Мстислав, сын Мономаха — страница 63 из 79

Он снова сел на козлы, и кони, выехав на дорогу, понеслись галопом, вздымая снежные хлопья.

…Редька, насупив брови, молча взирал в окно. Проплывали мимо, мелькали, озаряемые лучами утреннего солнца, деревья, кусты, чьи-то возки у обочины, раздавался откуда-то смех – чувствовалась близость человеческого жилья.

– Эй, тебя как звать? – раздался возле самого уха Редьки тонкий голосок Чернавки.

– Меня?.. Редька я.

– Редька? – Девушка звонко расхохоталась. – Ну и имя!

– У тебя будто лучше. Тож чудно: Чернавка.

Редька взглянул на неё, заметил в её глазах лукавый огонёк и, неожиданно даже для самого себя, засмеялся.

– А тебе шапка боярская идёт. Нет, правда, правда, – сказала, улыбаясь, Чернавка. – Уж боярин как боярин. Не то что Слуда.

– Ты, девка, – озабоченно нахмурился Редька, – отныне про Слуду позабудь. Аще кто допытываться будет – не видала его николи. Поняла?

Девушка согласно кивнула.

– Да мне ведь тоже не поздоровится, коли споймают. Отдадут в холопки боярину аль купцу какому аль продадут куда. У меня ж никого на всём белом свете нету.

Чернавка внезапно разрыдалась, и Редька, смущённый, желая успокоить девушку, прижал её к себе. Так и ехала она, прижавшись к нему, до самого Суздаля.

…В городе Ходыну сразу узнали, стали расспрашивать, как и откуда он пришёл. Гусляр рассказывал о Киеве, о Переяславле, о битвах с половцами, о поездке в угры, пел на гуслях, подаренных ему одним богатым купцом.

Редьку, который переоблачился в обычную свою одежду, представлял как слугу своего, а Чернавку – как жену его, чему девушка была несказанно рада.

Послушать песни Ходыны пожелал сам посадник Георгий Шимонович. Он пригласил гусляра к себе в хоромы, щедро угощал, одаривал сребром. Ходына на сей раз не отказывался, сейчас он и его спутники сильно нуждались в деньгах.

В разгар шумного пира протиснулся к посаднику молодой воин в заснеженном плаще, одетом поверх дощатой брони, и шепнул ему что-то на ухо.

Георгий насупился, встал со стольца, хлопнул в ладоши, останавливая тем самым веселье, и промолвил:

– Слухами земля полнится.
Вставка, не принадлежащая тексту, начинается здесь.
PR #414, opened 2023-04-26
make a few script improvements

thiagowfx:


jgraham:
Happy to take the script improvements. I'm pretty skeptical about the Makefile however; I tend to think they turn into a maintenance hazard as the few people familiar with Make decide it's a good place to add actual functionality which becomes difficult to fix when there's some other change.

У Клещина озера сыскали в лесу труп боярина Слуды. Еду нынче суд творить. Сказывают, двое холопов беглых убили его. Велю тех холопов изловить.

– Вечно у сего Слуды негоже. То холопы бегут, то мор, то коней воруют, – сердито проворчал один старый боярин. – Топерича и сам сгинул. Стоит ли, посадник, из-за него праздник портить?
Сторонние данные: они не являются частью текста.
Issue #403, opened 2023-04-12
Extend existing roadmap


sadym-chromium:
As we are quite close to specify all the scenarios from the roadmap, we have to extend it. This are scenarios we think makes sense to work on:
1. [Device emulation](https://github.com/w3c/webdriver-bidi/pull/420): https://github.com/w3c/webdriver-bidi/pull/420
2. [Sandbox session](https://github.com/w3c/webdriver-bidi/pull/422): https://github.com/w3c/webdriver-bidi/pull/422
3. ~bfcache/pre-rendering~ Can it be tested via network events?
4. [Support web extensions](https://github.com/w3c/webdriver-bidi/pull/421): https://github.com/w3c/webdriver-bidi/pull/421)
5. ~Support workers~ Can it be tested via [network interception?](https://github.com/w3c/webdriver-bidi/pull/429)
6. ~2FA~ subset of [HTTP authentication](https://github.com/w3c/webdriver-bidi/blob/master/roadmap.md#http-authentication)
7. [Cookies](https://github.com/w3c/webdriver-bidi/pull/423): https://github.com/w3c/webdriver-bidi/pull/423

Anything else we should consider adding there?

jgraham:
Would be nice to get input here from people using the protocol in the wild rather than just guessing. Obviously @mathiasbynens and the other Puppeteer people are good candidates, but @shs96c @jimevans and others from Selenium should pitch in, as well as other users like @CanadaHonk.

From a spec point of view I think workers are already supported; obviously implementation wise it's a bit different.

I agree that various kinds of device emulation and overrides (media queries, timezone, etc.) seem like obvious next steps, because I understand that those are widely used in existing clients. I think there are also a couple of more basic things missing from the existing roadmap:
* Sizing browser windows
* Cookies

Also for "incognito" mode, I think we need some clear thought around requirements. Is it just about opening a new incognito window? Firefox probably wants to also be able to expose containers, since they can provide storage isolation between different tests.

CanadaHonk:
Personally, #157 is a major blocker as otherwise there is no (easy) way to have bidirectional communication between a client and a page. Also #119 seems like something which might be often used / handy.

jimevans:
Window sizing/positioning is important for Selenium, as is cookie manipulation (the latter is more important to implement first than the former). These are the biggest things missing from the roadmap as it currently stands from the Selenium perspective.

[...]

PR #422, opened 2023-05-15
Incognito mode

sadym-chromium:
#403

### DIFF
--- a/roadmap.md
+++ b/roadmap.md
@@ -90,3 +90,10 @@ This scenario loads a web page and prints it as a PDF. In spec terms, this invol
 
 - [x] Some items from the previous milestones
 - [x] [Printing to PDF as Base64-encoded string](https://w3c.github.io/webdriver-bidi/#command-browsingContext-print)
+
+### Incognito mode
+
+This scenario creates a session with browser in incognito mode. In spec terms, this involves:
+
+- [x] Some items from the previous milestones
+- [ ] Create session with isolation and deleting of cookies, site data, and browsing history.


roadmap.md
```diff
@@ -90,3 +90,10 @@ This scenario loads a web page and prints it as a PDF. In spec terms, this invol
 
 - [x] Some items from the previous milestones
 - [x] [Printing to PDF as Base64-encoded string](https://w3c.github.io/webdriver-bidi/#command-browsingContext-print)
+
+### Incognito mode
+
+This scenario creates a session with browser in incognito mode. In spec terms, this involves:
```
jgraham, line 96: Note that "incognito mode" is a Chromism, and the equivalent feature may work slightly differently in different browsers. We need to be clear about which guarantees we are actually intending to offer here.

sadym-chromium: Renamed to "sandbox" mode to avoid vendor-specific naming.

whimboo: I don't think that `Sandbox` mode is good either given that this conflicts with the Sandbox definition of the script module.

sadym-chromium:
> We need to be clear about which guarantees we are actually intending to offer here.

The main observable difference between Chromium, Firefox and Safari is in cookies. Specifically in blocking/allowing third-party cookies. We can vaguely describe it as "other vendor-specific cookies limitations like can be applied".

roadmap.md
sadym-chromium: I'm open for any other name )

sadym-chromium: "Isolated" mode?

thiagowfx: How about "Extend roadmap: Incognito/Private mode"

(as per https://support.mozilla.org/en-US/kb/private-browsing-use-firefox-without-history, and Safari also uses the "Private" terminology)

– Оно, верно, и не стоит, – вытирая усы, ответил Георгий. – Да токмо для того я и поставлен князем, дабы суд творити. Что ж то будет, ежели холопы своих бояр убивать почнут? Еду нынче же в Клещин.

…Сразу после пира Ходына опрометью метнулся на постоялый двор, где они остановились, и рассказал Редьке о только что слышанном.

– Вот беда ещё! – всплеснул руками Редька. – Чего деять-то нам топерича?!

– Да ничего не деять! Нас здесь кто искать станет? – пожала плечами бывшая тут же Чернавка. – Гусляра, почитай, весь град знает.

– Нет, дева, не годится тако, – мотнул головой Ходына. – В лес нам убираться надобно подобру-поздорову. Ведаю: есть зимовье охотничье одно тут недалече, на Клязьме. Слава Христу, бояре со знаменами своими не добрались ещё дотудова. Силки на зайцев да на уток поставим, тем и прокормимся до лета. А далее видно будет.

Рано поутру они оседлали Слудовых коней и углубились в лесную чащу…

В мае, когда уже сошёл с полей снег, спала вода на реках, Ходына с добытыми за зиму шкурками пошёл в Суздаль. Воротился он неожиданно быстро, среди ночи, едва только Редька и Чернавка, отбросив стыд, утонули в сладком грехе.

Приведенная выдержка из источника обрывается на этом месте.